PROBLEM TO SOLVE: An exact reproduction of all entries is required.

SUPPLIED ENTRIES:
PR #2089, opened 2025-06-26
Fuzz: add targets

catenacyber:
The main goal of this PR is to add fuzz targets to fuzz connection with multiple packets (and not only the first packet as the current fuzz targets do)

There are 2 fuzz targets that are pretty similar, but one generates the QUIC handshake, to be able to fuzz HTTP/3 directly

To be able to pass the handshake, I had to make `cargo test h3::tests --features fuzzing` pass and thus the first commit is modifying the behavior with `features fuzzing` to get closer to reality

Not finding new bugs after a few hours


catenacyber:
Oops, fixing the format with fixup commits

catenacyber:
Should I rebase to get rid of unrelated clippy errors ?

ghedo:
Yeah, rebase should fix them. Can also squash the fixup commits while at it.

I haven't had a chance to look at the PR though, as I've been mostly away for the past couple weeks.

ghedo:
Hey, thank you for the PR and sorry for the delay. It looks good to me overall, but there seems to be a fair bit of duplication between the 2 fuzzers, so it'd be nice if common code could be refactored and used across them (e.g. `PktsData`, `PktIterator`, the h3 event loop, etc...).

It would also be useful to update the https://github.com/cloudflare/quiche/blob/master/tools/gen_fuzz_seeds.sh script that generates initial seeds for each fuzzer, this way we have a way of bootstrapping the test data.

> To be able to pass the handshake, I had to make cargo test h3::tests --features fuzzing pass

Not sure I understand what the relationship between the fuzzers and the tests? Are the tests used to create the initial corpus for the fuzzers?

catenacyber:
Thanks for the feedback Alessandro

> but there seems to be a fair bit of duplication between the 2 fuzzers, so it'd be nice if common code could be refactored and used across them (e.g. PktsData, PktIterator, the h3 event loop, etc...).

ANSWER SPACE:
PR #2089, opened 2025-06-26
Fuzz: add targets

catenacyber:
The main goal of this PR is to add fuzz targets to fuzz connection with multiple packets (and not only the first packet as the current fuzz targets do)

There are 2 fuzz targets that are pretty similar, but one generates the QUIC handshake, to be able to fuzz HTTP/3 directly

To be able to pass the handshake, I had to make `cargo test h3::tests --features fuzzing` pass and thus the first commit is modifying the behavior with `features fuzzing` to get closer to reality

Not finding new bugs after a few hours


catenacyber:
Oops, fixing the format with fixup commits

catenacyber:
Should I rebase to get rid of unrelated clippy errors ?

ghedo:
Yeah, rebase should fix them. Can also squash the fixup commits while at it.

I haven't had a chance to look at the PR though, as I've been mostly away for the past couple weeks.

ghedo:
Hey, thank you for the PR and sorry for the delay. It looks good to me overall, but there seems to be a fair bit of duplication between the 2 fuzzers, so it'd be nice if common code could be refactored and used across them (e.g. `PktsData`, `PktIterator`, the h3 event loop, etc...).

It would also be useful to update the https://github.com/cloudflare/quiche/blob/master/tools/gen_fuzz_seeds.sh script that generates initial seeds for each fuzzer, this way we have a way of bootstrapping the test data.

> To be able to pass the handshake, I had to make cargo test h3::tests --features fuzzing pass

Not sure I understand what the relationship between the fuzzers and the tests? Are the tests used to create the initial corpus for the fuzzers?

catenacyber:
Thanks for the feedback Alessandro

> but there seems to be a fair bit of duplication between the 2 fuzzers, so it'd be nice if common code could be refactored and used across them (e.g. PktsData, PktIterator, the h3 event loop, etc...).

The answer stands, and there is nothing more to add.